Cybersickness is a combination of various maladies and syndromes, but it has a common source—the use of virtual reality systems.
One of the primary components of cybersickness is Visually Induced Motion Sickness (VIMS), resulting from a conflict between the visual and the vestibular systems.
In plain talk, your eyes tell your brain you are moving, and your brain tells your sense of balance to adjust to that motion.
Since you’re not moving as your eyes perceive, your sense of balance is confounded and may result in tripping, falling, or even what researchers coyly refer to as an “emetic response” (barfing, in simple terms).
Anyone who’s ever stood up while playing Skyrim or Call of Duty has felt the odd need to lean or move about what your character is doing onscreen (even though we are standing relatively motionless in our chair).

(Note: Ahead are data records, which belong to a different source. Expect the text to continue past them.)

PR #108, opened 2022-10-10
PyKokkos: add support for HIPManagedSpace memory space

NaderAlAwar:
This adds HIPHostPinnedSpace support to pykokkos

### DIFF
--- a/pykokkos/core/cpp_setup.py
+++ b/pykokkos/core/cpp_setup.py
@@ -209,6 +209,9 @@ class CppSetup:
         if space is ExecutionSpace.Cuda:
             if enable_uvm:
                 view_space = "Kokkos::CudaUVMSpace"
+        if space is ExecutionSpace.HIP:
+            if enable_uvm:
+                view_space = "Kokkos::Experimental::HIPHostPinnedSpace"
 
         space_value: str
         if space.value == "HIP":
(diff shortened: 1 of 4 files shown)


JBludau:
There will be an alias `SharedHostPinnedSpace` and `SharedSpace` (for page migrating memory) in kokkos `4.0`. This together with the default spaces could become a backend portable solution to this. If we bump to Kokkos `3.7` there will be `HIPManagedSpace` which would be the equivalent to `CudaUVMSpace`. The HIP managed will have some quirks though, see https://github.com/kokkos/kokkos-tutorials/blob/main/Other/ReleaseBriefings/release-37.pdf

pykokkos/core/cpp_setup.py
```diff
@@ -209,6 +209,9 @@ def invoke_script(self, output_dir: Path, space: ExecutionSpace, enable_uvm: boo
         if space is ExecutionSpace.Cuda:
             if enable_uvm:
                 view_space = "Kokkos::CudaUVMSpace"
+        if space is ExecutionSpace.HIP:
+            if enable_uvm:
+                view_space = "Kokkos::Experimental::HIPHostPinnedSpace"
```
JBludau, line 214: hmm ... this will mean, that it will not be comparable to cuda ... should we hold it until we have `3.7`?

NaderAlAwar:
I wasn't aware of `HIPManagedSpace`. I'll work on resolving the 3.7 issues and use that instead

Issue #217, opened 2023-11-30
Several examples need minor sanitization to avoid runtime error at Kokkos::finalize


pkestene:
Just to mention that several examples fail because kokkos parallel lauch is done directly in python `__main__`,  see e.g. : [babel_stream.py#L46](https://github.com/kokkos/pykokkos/blob/main/examples/BabelStream/functor/babel_stream.py#L46)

Your brain believes whatever the eyes tell it, and with virtual reality, your eyes lie.
Eyes Strain & Eye Fatigue
Is VR bad for your eyes? In addition to deceiving your brain, your eyes also wind up straining themselves due to following the action on the screens an inch away from them. Virtual Reality systems require us to use our eyes physically in ways not typical of standard everyday living.

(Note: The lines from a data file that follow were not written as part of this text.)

PR #226, opened 2023-12-18
Removing dependence on inspect

HannanNaeem:
This PR removes dependence on inspect library for type inference pipeline. This restructure includes:
- Reading of types now happens in the runtime object in `runtime.py` using the parser.
- This means that the parser is now initialized first in `runtime.py` using the compiler object already available
- Original parameters and their annotation are now read from the workunit AST itself.
- Runtime object now has a cache for the original state of the arguments node in the AST (to reset the arguments for the next call to the workunit)

### DIFF
--- a/pykokkos/core/runtime.py
+++ b/pykokkos/core/runtime.py
@@ -10,7 +10,10 @@ from pykokkos.core.fusion import fuse_workunit_kwargs_and_params
 from pykokkos.core.keywords import Keywords
 from pykokkos.core.translators import PyKokkosMembers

This can fatigue the eye muscles and even strain them painfully if that uncommon muscle usage continues too long.
There’s also a psychological problem with VR and one that pertains entirely to gamblers: misinterpretation of tells.
A game of Texas Hold’em in virtual reality is identical to one played in a standard online poker room. The problem here is that your eye perceives the motions of the cartoon characters around the table as real beings.

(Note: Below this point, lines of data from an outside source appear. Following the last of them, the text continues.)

PR #230, opened 2023-12-25
doc: Include Docker image usage

gliga:
This PR describe the way our Docker image should be used for running and developing.

We should decide (separate from this PR) if we want to have `-dev` image independent from a default one that would be used for running examples.

(Once we have an image for CUDA as well, we should remove Installation instructions from the README file.)


NaderAlAwar (approved):
LGTM

PR #244, opened 2024-01-13
Fusion: add new 'naive' fusion strategy

NaderAlAwar:
Add a new 'naive' fusion strategy which fuses all consecutive `parallel_for` workunits. Reductions and scans are not fused for now. Also replace `PK_TRACE` environment variable with `PK_FUSION`, which can be set to "trace" for only delaying execution (but not actually fusing) or "naive" to delay execution and fuse using the previously mentioned strategy.

### DIFF
--- a/pykokkos/core/fusion/fuse.py
+++ b/pykokkos/core/fusion/fuse.py
@@ -1,7 +1,6 @@
 import ast
-import inspect
 import os
-from typing import Any, Callable, Dict, List, Set, Tuple, Union
+from typing import Any, Dict, List, Set, Tuple, Union
 
 def get_node_name(node: Union[ast.Attribute, ast.Name]) -> str:
     """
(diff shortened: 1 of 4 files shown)


gliga (approved):
This looks good.
I only did not get where do you ensure that local variables are unique (or maybe you do not need that because it is OK to reassign values as long as they are the same type, but what if they are not)?

NaderAlAwar:
> This looks good. I only did not get where do you ensure that local variables are unique (or maybe you do not need that because it is OK to reassign values as long as they are the same type, but what if they are not)?

I rename all local variables [here](https://github.com/kokkos/pykokkos/blob/0538c3cf7be5c59dcacdc4bf8d691c7e886fff85/pykokkos/core/fusion/fuse.py#L159). I added this in a previous PR.

PR #249, opened 2024-01-18
Fix Debug execution space crashing

NaderAlAwar:
This was caused by the recent introduction of execution space instances (which is not applicable to the Debug execution space). This PR fixes the crash by adding checks for Debug as necessary.


gliga (approved):
LG

PR #250, opened 2024-01-18
requirements.txt: Updated python version >=3.9, <3.12

HannanNaeem:
Explicitly defining the range of python versions supported -- this PR has a counterpart in pykokkos-base as well.

### DIFF
--- a/requirements.txt
+++ b/requirements.txt
@@ -2,4 +2,4 @@ pybind11>=2.11.1
 cupy>=12.2.0
 patchelf>=0.17.2
 pytest>=7.4.3
-python=3.11
+python>3.9,<3.12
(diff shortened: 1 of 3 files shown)


requirements.txt
```diff
@@ -2,4 +2,4 @@ pybind11>=2.11.1
 cupy>=12.2.0
 patchelf>=0.17.2
 pytest>=7.4.3
-python=3.11
+python>3.9,<3.12
```
NaderAlAwar, line 5: This is incorrect, should be >= 3.9

HannanNaeem: My bad, I thought I put 3.8

NaderAlAwar (approved):

PR #253, opened 2024-01-25
Implement loop fusion optimization inside kernels

NaderAlAwar:
This PR adds support for doing loop fusion inside a kernel. It can be enabled by setting the `PK_LOOP_FUSE` env variable. The conditions for two loops to be fused are as follows:

1. They must belong to the same scope OR their parent nodes are two for loops that can be fused.
2. They must have identical loop ranges. Right now this is checked by comparing the arguments of the two range calls as strings.
3. They must be adjacent OR the nodes between them are safe to move to before the first loop.
4. There must be no invalid dependencies (not implemented yet).


tests/test_loop_fusion.py
```diff
@@ -0,0 +1,164 @@
...
+
+    for j in range(1):
+        y: int = 4
+        x: int = y
+        # z: float = v[0]
+        # pk.printf("%d %d\n", y, j)
+        for k in range(2):
+            pk.printf("print 2 %d\n", k)
+
+def main():
```
gliga, line 155: can we format these as proper pytests so we can actually run them and have assertions in the end of each workunit?

gliga (approved):
Looks good except that comment about tests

Sure, you can convince yourself intellectually that the gorilla wearing the beer hat across the table from you is just a cartoon; your subconscious may readily be interpreting the nervousness of the gorilla’s actions as an indication that he has a weak hand.
Perks of Gambling in Virtual Reality
One of the benefits of gambling in virtual reality is a complete immersion into the virtual world. Distractions are minimized, and your virtual surroundings can convince you that you are, in fact, in Monte -Carlo, waiting for your martini (shaken, not stirred, of course).
As the virtual reality world becomes more lifelike, you can bet there will be even better reasons to try VR.
VR has about as much chance of destroying the nation’s youth as Elvis Presley did in the early 60s. Sure he rocked and rolled, but his fans grew up to be responsible adults (mostly) just as they have since time immemorial.
Is virtual reality gambling risky? No more than regular gambling, as far as your bankroll is concerned.
Sure, you might want to rest your eyes more often, but you may find yourself drifting back to a screen filled with poker tables. Chatting with animated characters more interested in entertaining than in playing cards can get wearisome rather quickly.
Right now, opportunities to gamble in a virtual reality environment are rare, and even those limited the experience of walking around a virtual world alone.
Since many people are excited about the opportunity to interact with others in a virtual world, the limitations of current technology on VR gambling are stifling.
Deciding if Gambling in VR is Bad for Your Eyes (and Your Wallet)
Virtual Reality systems are far too new and untested on a wide scale for anyone to reasonably agree that VR is bad, or is good, or (like money) morally neutral.
Still, that’s enough for the scolds to blame all the maladies and ills of the culture on VR—which they used to blame on video games, rock music, the atom bomb, reefer madness, burlesque, jazz, and even the Viennese Waltz, for crying out loud.
Is VR gambling risky?
The reality is this: What is scandalous today is commonplace tomorrow and boring the day after.
And while virtual reality may become the future equivalent of the ubiquitous gaming console, gambling—particularly poker –won’t see much of a change.
Still, accurately predicting the future isn’t one of my best characteristics (unlike my wit, charm, and good looks).